Problem requirements >> Say how many lines in the records contain "still". The reply must consist of the number alone.

Top of Data

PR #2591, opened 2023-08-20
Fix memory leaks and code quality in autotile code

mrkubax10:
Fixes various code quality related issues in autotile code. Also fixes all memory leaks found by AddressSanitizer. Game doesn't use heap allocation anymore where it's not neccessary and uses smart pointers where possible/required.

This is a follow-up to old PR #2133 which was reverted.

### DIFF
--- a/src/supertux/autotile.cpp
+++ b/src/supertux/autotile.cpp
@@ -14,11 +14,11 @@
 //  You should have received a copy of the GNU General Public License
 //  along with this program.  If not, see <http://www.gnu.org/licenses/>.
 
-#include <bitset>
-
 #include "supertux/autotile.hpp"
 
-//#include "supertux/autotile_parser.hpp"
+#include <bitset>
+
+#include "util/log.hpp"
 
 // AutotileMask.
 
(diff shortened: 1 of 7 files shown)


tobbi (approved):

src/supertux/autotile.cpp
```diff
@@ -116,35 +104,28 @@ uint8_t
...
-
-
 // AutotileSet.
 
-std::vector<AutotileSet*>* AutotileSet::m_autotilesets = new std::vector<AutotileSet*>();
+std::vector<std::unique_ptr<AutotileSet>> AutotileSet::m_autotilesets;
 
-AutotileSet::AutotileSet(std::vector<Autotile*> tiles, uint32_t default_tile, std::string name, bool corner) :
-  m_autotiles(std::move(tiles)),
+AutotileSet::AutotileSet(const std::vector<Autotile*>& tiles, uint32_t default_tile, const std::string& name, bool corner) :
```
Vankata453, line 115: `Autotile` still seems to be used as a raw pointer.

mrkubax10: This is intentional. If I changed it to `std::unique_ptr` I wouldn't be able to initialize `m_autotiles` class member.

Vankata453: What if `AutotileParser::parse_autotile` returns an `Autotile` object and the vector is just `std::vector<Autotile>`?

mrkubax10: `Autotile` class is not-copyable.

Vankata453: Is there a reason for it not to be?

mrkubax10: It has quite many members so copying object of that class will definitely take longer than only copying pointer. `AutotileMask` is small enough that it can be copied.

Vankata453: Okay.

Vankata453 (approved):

Bottom of Data
Top of Data

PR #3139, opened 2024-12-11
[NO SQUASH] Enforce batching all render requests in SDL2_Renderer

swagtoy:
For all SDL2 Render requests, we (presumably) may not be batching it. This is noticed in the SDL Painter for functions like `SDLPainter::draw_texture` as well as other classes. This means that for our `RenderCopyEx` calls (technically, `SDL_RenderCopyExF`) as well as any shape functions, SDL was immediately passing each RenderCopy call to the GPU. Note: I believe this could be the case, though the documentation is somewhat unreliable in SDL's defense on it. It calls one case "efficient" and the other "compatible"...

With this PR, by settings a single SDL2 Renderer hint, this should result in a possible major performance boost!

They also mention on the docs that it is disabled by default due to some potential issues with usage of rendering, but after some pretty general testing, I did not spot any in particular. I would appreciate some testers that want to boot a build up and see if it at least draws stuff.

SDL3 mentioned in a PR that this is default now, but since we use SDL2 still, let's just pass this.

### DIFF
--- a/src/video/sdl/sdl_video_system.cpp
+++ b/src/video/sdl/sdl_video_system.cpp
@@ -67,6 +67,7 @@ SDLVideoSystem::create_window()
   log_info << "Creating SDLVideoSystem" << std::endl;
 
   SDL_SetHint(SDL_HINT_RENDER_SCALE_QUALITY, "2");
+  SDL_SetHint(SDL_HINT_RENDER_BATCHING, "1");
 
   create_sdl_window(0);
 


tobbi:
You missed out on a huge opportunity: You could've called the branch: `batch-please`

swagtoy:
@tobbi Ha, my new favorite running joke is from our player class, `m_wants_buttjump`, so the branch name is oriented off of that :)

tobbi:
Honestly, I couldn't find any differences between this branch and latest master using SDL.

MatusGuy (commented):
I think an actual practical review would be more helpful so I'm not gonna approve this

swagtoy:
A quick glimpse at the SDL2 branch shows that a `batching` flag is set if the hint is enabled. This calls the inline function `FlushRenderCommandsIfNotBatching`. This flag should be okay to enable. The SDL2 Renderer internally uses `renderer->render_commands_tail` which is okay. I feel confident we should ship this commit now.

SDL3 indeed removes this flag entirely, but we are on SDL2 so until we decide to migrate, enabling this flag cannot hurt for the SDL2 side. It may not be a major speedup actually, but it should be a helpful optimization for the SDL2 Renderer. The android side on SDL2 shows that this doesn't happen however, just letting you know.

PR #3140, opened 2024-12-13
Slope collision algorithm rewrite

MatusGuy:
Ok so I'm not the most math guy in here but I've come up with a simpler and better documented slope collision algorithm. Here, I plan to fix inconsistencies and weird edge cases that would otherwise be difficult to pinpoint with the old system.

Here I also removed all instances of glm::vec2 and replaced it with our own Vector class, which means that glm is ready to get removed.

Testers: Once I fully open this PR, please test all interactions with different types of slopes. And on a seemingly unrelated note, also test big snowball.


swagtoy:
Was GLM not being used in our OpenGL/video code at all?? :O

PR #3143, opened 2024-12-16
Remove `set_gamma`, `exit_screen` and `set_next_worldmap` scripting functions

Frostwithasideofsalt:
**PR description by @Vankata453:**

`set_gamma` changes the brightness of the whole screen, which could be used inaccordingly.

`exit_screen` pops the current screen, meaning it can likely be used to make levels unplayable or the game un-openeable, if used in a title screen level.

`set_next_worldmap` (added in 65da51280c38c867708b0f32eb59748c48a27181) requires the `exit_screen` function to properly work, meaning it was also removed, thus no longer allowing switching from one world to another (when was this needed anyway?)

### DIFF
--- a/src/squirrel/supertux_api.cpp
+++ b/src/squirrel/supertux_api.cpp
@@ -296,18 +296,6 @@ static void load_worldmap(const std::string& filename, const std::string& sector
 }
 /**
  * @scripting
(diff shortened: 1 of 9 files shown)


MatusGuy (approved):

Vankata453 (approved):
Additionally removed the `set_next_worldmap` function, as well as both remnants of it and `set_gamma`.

Bottom of Data
Top of Data

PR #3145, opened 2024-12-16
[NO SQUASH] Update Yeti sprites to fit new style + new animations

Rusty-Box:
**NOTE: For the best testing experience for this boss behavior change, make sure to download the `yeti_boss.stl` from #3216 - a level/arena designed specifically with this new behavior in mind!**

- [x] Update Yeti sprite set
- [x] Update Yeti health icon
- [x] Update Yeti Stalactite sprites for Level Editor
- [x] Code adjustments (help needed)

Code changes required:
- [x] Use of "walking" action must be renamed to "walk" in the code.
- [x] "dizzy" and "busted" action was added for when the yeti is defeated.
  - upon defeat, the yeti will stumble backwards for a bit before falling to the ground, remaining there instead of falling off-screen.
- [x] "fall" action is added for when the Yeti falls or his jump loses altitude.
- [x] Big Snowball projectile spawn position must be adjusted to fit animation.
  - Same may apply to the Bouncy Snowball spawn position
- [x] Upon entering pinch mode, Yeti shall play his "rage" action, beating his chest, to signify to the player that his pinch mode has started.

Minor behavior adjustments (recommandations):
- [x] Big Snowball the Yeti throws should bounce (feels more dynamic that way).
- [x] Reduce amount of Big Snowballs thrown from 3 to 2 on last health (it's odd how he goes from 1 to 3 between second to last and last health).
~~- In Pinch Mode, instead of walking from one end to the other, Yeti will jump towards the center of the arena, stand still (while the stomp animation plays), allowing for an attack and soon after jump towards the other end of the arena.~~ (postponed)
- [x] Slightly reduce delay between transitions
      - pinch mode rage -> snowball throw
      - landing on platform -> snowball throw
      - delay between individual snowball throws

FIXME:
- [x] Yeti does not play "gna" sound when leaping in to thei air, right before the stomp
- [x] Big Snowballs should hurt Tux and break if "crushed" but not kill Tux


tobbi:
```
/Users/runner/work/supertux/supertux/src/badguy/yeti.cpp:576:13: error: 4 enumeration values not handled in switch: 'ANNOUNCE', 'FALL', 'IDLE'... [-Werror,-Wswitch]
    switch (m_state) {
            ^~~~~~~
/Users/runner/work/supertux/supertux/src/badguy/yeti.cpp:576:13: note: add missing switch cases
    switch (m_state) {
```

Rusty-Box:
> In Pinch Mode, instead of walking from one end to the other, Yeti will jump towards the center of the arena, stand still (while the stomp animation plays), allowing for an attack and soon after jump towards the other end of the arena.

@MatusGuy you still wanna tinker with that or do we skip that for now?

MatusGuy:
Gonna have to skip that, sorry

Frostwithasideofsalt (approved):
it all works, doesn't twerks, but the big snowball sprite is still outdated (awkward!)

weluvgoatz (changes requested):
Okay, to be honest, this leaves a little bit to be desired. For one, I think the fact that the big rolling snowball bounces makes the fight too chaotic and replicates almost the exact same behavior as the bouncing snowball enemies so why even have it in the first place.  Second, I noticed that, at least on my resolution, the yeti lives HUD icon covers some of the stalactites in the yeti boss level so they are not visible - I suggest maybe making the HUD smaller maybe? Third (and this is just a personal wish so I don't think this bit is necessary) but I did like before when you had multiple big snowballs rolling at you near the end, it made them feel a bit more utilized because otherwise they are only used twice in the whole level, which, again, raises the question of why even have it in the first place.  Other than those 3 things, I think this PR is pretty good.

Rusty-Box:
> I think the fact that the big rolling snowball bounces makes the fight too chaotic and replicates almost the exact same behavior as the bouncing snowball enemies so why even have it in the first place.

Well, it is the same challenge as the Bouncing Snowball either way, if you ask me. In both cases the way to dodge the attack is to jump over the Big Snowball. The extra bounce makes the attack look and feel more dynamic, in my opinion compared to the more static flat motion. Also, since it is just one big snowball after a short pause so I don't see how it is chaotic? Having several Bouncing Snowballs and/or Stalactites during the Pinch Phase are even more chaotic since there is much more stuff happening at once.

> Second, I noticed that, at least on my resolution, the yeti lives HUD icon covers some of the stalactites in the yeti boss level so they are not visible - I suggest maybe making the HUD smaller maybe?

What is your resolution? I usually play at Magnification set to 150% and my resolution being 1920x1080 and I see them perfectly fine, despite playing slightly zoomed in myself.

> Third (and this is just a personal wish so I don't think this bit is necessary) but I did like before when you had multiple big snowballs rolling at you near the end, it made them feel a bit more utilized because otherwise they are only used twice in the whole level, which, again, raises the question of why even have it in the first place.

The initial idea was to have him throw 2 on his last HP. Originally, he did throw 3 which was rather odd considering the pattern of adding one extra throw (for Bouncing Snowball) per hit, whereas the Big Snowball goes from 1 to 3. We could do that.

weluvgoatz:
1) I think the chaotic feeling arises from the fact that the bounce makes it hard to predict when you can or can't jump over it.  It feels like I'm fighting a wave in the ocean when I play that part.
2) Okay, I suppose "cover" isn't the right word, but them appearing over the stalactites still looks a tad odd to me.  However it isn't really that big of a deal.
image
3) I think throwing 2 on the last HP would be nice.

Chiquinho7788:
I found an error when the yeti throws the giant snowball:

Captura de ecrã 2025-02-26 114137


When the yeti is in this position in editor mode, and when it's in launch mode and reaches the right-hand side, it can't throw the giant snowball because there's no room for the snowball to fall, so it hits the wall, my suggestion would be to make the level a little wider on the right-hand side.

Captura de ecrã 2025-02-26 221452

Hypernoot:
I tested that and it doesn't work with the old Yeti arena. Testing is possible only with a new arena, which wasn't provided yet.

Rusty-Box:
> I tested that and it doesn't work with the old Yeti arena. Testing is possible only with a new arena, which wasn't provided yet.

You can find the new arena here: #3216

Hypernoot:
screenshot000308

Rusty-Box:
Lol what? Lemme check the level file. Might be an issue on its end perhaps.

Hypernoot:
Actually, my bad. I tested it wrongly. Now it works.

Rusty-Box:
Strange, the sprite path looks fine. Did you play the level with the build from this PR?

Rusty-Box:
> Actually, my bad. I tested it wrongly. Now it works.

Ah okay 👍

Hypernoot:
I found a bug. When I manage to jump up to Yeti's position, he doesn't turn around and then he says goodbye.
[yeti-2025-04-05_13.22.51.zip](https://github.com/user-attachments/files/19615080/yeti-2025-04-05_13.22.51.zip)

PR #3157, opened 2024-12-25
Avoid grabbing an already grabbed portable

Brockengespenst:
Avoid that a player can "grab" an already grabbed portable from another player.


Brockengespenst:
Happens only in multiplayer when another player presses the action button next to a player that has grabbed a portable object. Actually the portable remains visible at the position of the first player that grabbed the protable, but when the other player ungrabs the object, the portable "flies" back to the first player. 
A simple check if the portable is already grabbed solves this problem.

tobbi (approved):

Bottom of Data

Output for this exercise >> 7